YOUR OBJECTIVE: Find every line of the listing below where "from" appears, and copy it.

TASK INPUTS:

PR #1455, opened 2018-10-22
Custom methods

ArifPMan:
Harry, please review the first draft. I have so many doubts still. Let's discuss..

### DIFF
--- a/v6/postman/customizing_postman.md
+++ b/v6/postman/customizing_postman.md
@@ -6,9 +6,9 @@ warning: false
 
 ### Creating Custom Methods
 
-Postman features can easily be extended and customized to meet corporate, team-wide and user-specific requirements. With a view to providing more user-control, Postman introduced **Custome Methods** feature. Using this feature, you can create your own custom methods. Once you create these methods, you'll be able to send/save your requests. This feature lets you to save/delete the custom method and it also allows you to delete default methods thereby giving the entire user control to you. Working with this feature is a breeze. Just point your cursor to the dropdown of the request method area, click there and type your custom method name and save it. It's that simple! The following screen illustrates this procedure. 
+Postman features can easily be extended and customized to meet corporate, team-wide and user-specific requirements. With a view to providing more user-control, Postman introduced **Custom Methods** feature. Using this feature, you can create your own custom methods. Once you create these methods, you'll be able to send/save your requests. This feature lets you to save/delete the custom method besides allowing you to delete default methods thereby giving entire user control to you. Working with this feature is a breeze. Just point your cursor to the dropdown of the request method area, click there, type your custom method name and save it. You can also send a request without saving this custom method. It's that simple! The following screen illustrates this procedure. 
 
-[![custom methods1](https://s3.amazonaws.com/postman-static-getpostman-com/postman-docs/custom_methods2.gif)](https://s3.amazonaws.com/postman-static-getpostman-com/postman-docs/custom_methods2.gif)
+[![custom methods1](https://s3.amazonaws.com/postman-static-getpostman-com/postman-docs/custom_methods4.gif)](https://s3.amazonaws.com/postman-static-getpostman-com/postman-docs/custom_methods4.gif)
 
 **Note:** You can only save your custom methods locally, which means these are not synced to the Postman servers. This essentially means signing out will cause your data to be lost. However, you are also not limited to use any request having a custom method that is not saved in the list. The only constraint is that it will not appear in the method drop-down.   
 
@@ -16,15 +16,13 @@ If you are in a team workspace and creating and using custom methods, the behavi
 
 1. When importing collections having requests with custom methods, you'll still be able to view these custom methods and be able to save by clicking the custom method.
 
-2. You must be on the same version of the app in order for you to effectively use this feature. 
+2. You must be on the same version of the app or above (6.5.0)in order for you to effectively use this feature. 
 
-3. If you import collections containing requests with custom methods in an older version of the Postman app, the custom methods can only be viewed and consumed but can't be saved. This behavior is influenced by the Sync feature.
+3. Likewise, even if you are in the older version of Postman app, you'll still be able to view and consume custom methods from the History tab if your team member had created custom methods using the newest version of the app. However, you'll not be able to save these custom methods.
 
-4. Likewise, even if you are in the older version of Postman app, you'll still be able to view and consume custom methods from the History tab if your team member had created custom methods using the newest version of the app. However, you'll not be able to save these custom methods.
+4. If you're in a team workspace and send a request by creating a custom method in it, your team members will not be able to view it unless they are on the same version of the app.
 
-5. If you're in a team workspace and send a request by creating a custom method in it, the history created cannot be viewed by your team members unless they are on the latest app.
-
-**Note:** Mock servers currently don't support custom methods. 
+**Note:** Creating a mock with a custom method is currently not supported by Postman.
 
 
 
--- a/v6/postman/customizing_postman.md
+++ b/v6/postman/customizing_postman.md
@@ -6,7 +6,7 @@ warning: false
 
 ### Creating Custom Methods
 
-Postman features can easily be extended and customized to meet corporate, team-wide and user-specific requirements. With a view to providing more user-control, Postman introduced **Custome Methods** feature. Using this feature, you can create your own custom methods. Once you create these methods, you'll be able to send/save your requests. This feature also lets you to save/delete the custom method. This feature also allows you to delete default methods thereby giving the entire user control to you. Working with this feature is a breeze. Just point your cursor to the dropdown of the request method area, click there and type your custom method name and save it. It's that simple! The following screen illustrates this procedure. 
+Postman features can easily be extended and customized to meet corporate, team-wide and user-specific requirements. With a view to providing more user-control, Postman introduced **Custome Methods** feature. Using this feature, you can create your own custom methods. Once you create these methods, you'll be able to send/save your requests. This feature lets you to save/delete the custom method and it also allows you to delete default methods thereby giving the entire user control to you. Working with this feature is a breeze. Just point your cursor to the dropdown of the request method area, click there and type your custom method name and save it. It's that simple! The following screen illustrates this procedure. 
 
 [![custom methods1](https://s3.amazonaws.com/postman-static-getpostman-com/postman-docs/custom_methods2.gif)](https://s3.amazonaws.com/postman-static-getpostman-com/postman-docs/custom_methods2.gif)
 
--- a/v6/postman/customizing_postman.md
+++ b/v6/postman/customizing_postman.md
@@ -18,7 +18,7 @@ If you are in a team workspace and creating and using custom methods, the behavi
 
 1. When importing collections having requests with custom methods, you'll still be able to view these custom methods and be able to save by clicking the custom method.
 
-2. You must be on the same version of the app or above (6.5.0) in order for you to effectively use this feature. 
+2. You must be on the same version of the app (6.5.0) or above in order for you to effectively use this feature. 
 
 3. Likewise, even if you are in the older version of Postman app, you'll still be able to view and consume custom methods from the History tab if your team member had created custom methods using the newest version of the app. However, you'll not be able to save these custom methods.
 
--- a/v6/postman/customizing_postman.md
+++ b/v6/postman/customizing_postman.md
@@ -6,25 +6,25 @@ warning: false
 
 ### Customizing Request Methods
 
-You can customize request methods to meet corporate,  team-wide and other specific requirements as needed. Once you create your own request methods, you'll be able to send/save them. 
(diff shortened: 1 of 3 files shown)


v6/postman/customizing_postman.md
```diff
@@ -0,0 +1,35 @@
...
+
+[![custom methods1](https://s3.amazonaws.com/postman-static-getpostman-com/postman-docs/custom_methods2.gif)](https://s3.amazonaws.com/postman-static-getpostman-com/postman-docs/custom_methods2.gif)
+
+**Note:** You can only save your custom methods locally, which means these are not synced to the Postman servers. This essentially means signing out will cause your data to be lost. However, you are also not limited to use any request having a custom method that is not saved in the list. The only constraint is that it will not appear in the method drop-down.   
+
+If you are in a team workspace and creating and using custom methods, the behavior of this feature is a little dynamic so we recommend you to note the following points:
+
+1. When importing collections having requests with custom methods, you'll still be able to view these custom methods and be able to save by clicking the custom method.
+
+2. You must be on the same version of the app in order for you to effectively use this feature.
```
harryi3t: not necessarily same, it should be equal or above the version in which this feature will be released (6.5.0)

v6/postman/customizing_postman.md
```diff
@@ -0,0 +1,35 @@
...
+
+**Note:** You can only save your custom methods locally, which means these are not synced to the Postman servers. This essentially means signing out will cause your data to be lost. However, you are also not limited to use any request having a custom method that is not saved in the list. The only constraint is that it will not appear in the method drop-down.   
+
+If you are in a team workspace and creating and using custom methods, the behavior of this feature is a little dynamic so we recommend you to note the following points:
+
+1. When importing collections having requests with custom methods, you'll still be able to view these custom methods and be able to save by clicking the custom method.
+
+2. You must be on the same version of the app in order for you to effectively use this feature. 
+
+3. If you import collections containing requests with custom methods in an older version of the Postman app, the custom methods can only be viewed and consumed but can't be saved. This behavior is influenced by the Sync feature.
```
harryi3t: NO! you can't import collections with custom methods in an older app. THose requests will not be imported

v6/postman/customizing_postman.md
```diff
@@ -0,0 +1,35 @@
+---
+title: "Customizing Postman"
+page_id: "customizing_postman"
+warning: false
+---
+
+### Creating Custom Methods
+
+Postman features can easily be extended and customized to meet corporate, team-wide and user-specific requirements. With a view to providing more user-control, Postman introduced **Custome Methods** feature. Using this feature, you can create your own custom methods. Once you create these methods, you'll be able to send/save your requests. This feature lets you to save/delete the custom method and it also allows you to delete default methods thereby giving the entire user control to you. Working with this feature is a breeze. Just point your cursor to the dropdown of the request method area, click there and type your custom method name and save it. It's that simple! The following screen illustrates this procedure.
```
numaanashraf: typo `Custome`

v6/postman/customizing_postman.md
```diff
@@ -0,0 +1,35 @@
...
+
+If you are in a team workspace and creating and using custom methods, the behavior of this feature is a little dynamic so we recommend you to note the following points:
+
+1. When importing collections having requests with custom methods, you'll still be able to view these custom methods and be able to save by clicking the custom method.
+
+2. You must be on the same version of the app in order for you to effectively use this feature. 
+
+3. If you import collections containing requests with custom methods in an older version of the Postman app, the custom methods can only be viewed and consumed but can't be saved. This behavior is influenced by the Sync feature.
+
+4. Likewise, even if you are in the older version of Postman app, you'll still be able to view and consume custom methods from the History tab if your team member had created custom methods using the newest version of the app. However, you'll not be able to save these custom methods.
```
harryi3t: user will be able to see them but they can't use it
Can't save the request with custom method
They can open the history (with custom method) in a tab, when they click on send, the request will be sent but a history won't be created

v6/postman/customizing_postman.md
```diff
@@ -0,0 +1,35 @@
...
+
+5. If you're in a team workspace and send a request by creating a custom method in it, the history created cannot be viewed by your team members unless they are on the latest app.
```
harryi3t: same with the saved requests as well

v6/postman/customizing_postman.md
harryi3t: but in older app, history won't be created for custom methods (as mentioned in next point (5))

v6/postman/customizing_postman.md
```diff
@@ -0,0 +1,35 @@
...
+
+**Note:** Mock servers currently don't support custom methods.
```
harryi3t: Not sure about the terminology here. But, I think we just call them mock.
Something like
```
**Note:** Creating a mock with a custom method is not supported
```

ArifPMan:
Changes done. Numaan, please review and approve

v6/postman/customizing_postman.md
```diff
@@ -0,0 +1,35 @@
+---
+title: "Customizing Postman"
+page_id: "customizing_postman"
+warning: false
+---
+
+### Creating Custom Methods
```
numaanashraf: IMO, this feature is not just about *creating* methods. Let's call this section, 'Customizing Request Methods'.

v6/postman/customizing_postman.md
```diff
@@ -0,0 +1,35 @@
...
+
+Postman features can easily be extended and customized to meet corporate, team-wide and user-specific requirements. With a view to providing more user-control, Postman introduced **Custom Methods** feature. Using this feature, you can create your own custom methods. Once you create these methods, you'll be able to send/save your requests.
```
numaanashraf: This para feels out of place in docs. More fit for the blog post. These seems to be a recurring concern - let me know if more clarification is needed.

v6/postman/customizing_postman.md
```diff
@@ -0,0 +1,35 @@
...
+title: "Customizing Postman"
+page_id: "customizing_postman"
+warning: false
+---
+
+### Creating Custom Methods
+
+Postman features can easily be extended and customized to meet corporate, team-wide and user-specific requirements. With a view to providing more user-control, Postman introduced **Custom Methods** feature. Using this feature, you can create your own custom methods. Once you create these methods, you'll be able to send/save your requests. 
+
+This feature lets you to save/delete the custom method besides allowing you to delete default methods thereby giving entire user control to you. Working with this feature is a breeze. Just point your cursor to the dropdown of the request method area, click there, type your custom method name and save it. You can also send a request without saving this custom method. It's that simple! The following screen illustrates this procedure.
```
numaanashraf: paraphrase `entire user control to you`

numaanashraf: `custom method` is an internal jargon. let's see if we can rephrase this in the docs.

numaanashraf: "Working with this feature is a breeze" feels more like marketing than docs. Let's focus more on clearly explaining the feature. Sentences like these reads very weird when the user is trying to go through the docs and understand how to customize methods and work with this - which is the main purpose behind this doc.

v6/postman/customizing_postman.md
```diff
@@ -0,0 +1,35 @@
...
+warning: false
+---
+
+### Creating Custom Methods
+
+Postman features can easily be extended and customized to meet corporate, team-wide and user-specific requirements. With a view to providing more user-control, Postman introduced **Custom Methods** feature. Using this feature, you can create your own custom methods. Once you create these methods, you'll be able to send/save your requests. 
+
+This feature lets you to save/delete the custom method besides allowing you to delete default methods thereby giving entire user control to you. Working with this feature is a breeze. Just point your cursor to the dropdown of the request method area, click there, type your custom method name and save it. You can also send a request without saving this custom method. It's that simple! The following screen illustrates this procedure. 
+
+[![custom methods1](https://s3.amazonaws.com/postman-static-getpostman-com/postman-docs/custom_methods4.gif)](https://s3.amazonaws.com/postman-static-getpostman-com/postman-docs/custom_methods4.gif)
```
numaanashraf: let's show a screenshot with the app in a good state. in the current screenshot, the workspace mentions an unrelated feature name, lot of tabs open, response has a script error, etc.

v6/postman/customizing_postman.md
```diff
@@ -0,0 +1,35 @@
...
+
+**Note:** You can only save your custom methods locally, which means these are not synced to the Postman servers. This essentially means signing out will cause your data to be lost. However, you are also not limited to use any request having a custom method that is not saved in the list. The only constraint is that it will not appear in the method drop-down.
```
numaanashraf: paraphrase "However, you are also not limited to use any request having a custom method that is not saved in the list. The only constraint is that it will not appear in the method drop-down.   "

ArifPMan: custom method... you don't want this in the document... we can describe it in words... or can say you can create your own request methods

ArifPMan: Made all changes as requested. Let me know about custom method jargon. Only this is pending.

v6/postman/customizing_postman.md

EXERCISE RESPONSE:
+3. Likewise, even if you are in the older version of Postman app, you'll still be able to view and consume custom methods from the History tab if your team member had created custom methods using the newest version of the app. However, you'll not be able to save these custom methods.
-4. Likewise, even if you are in the older version of Postman app, you'll still be able to view and consume custom methods from the History tab if your team member had created custom methods using the newest version of the app. However, you'll not be able to save these custom methods.
 3. Likewise, even if you are in the older version of Postman app, you'll still be able to view and consume custom methods from the History tab if your team member had created custom methods using the newest version of the app. However, you'll not be able to save these custom methods.
+4. Likewise, even if you are in the older version of Postman app, you'll still be able to view and consume custom methods from the History tab if your team member had created custom methods using the newest version of the app. However, you'll not be able to save these custom methods.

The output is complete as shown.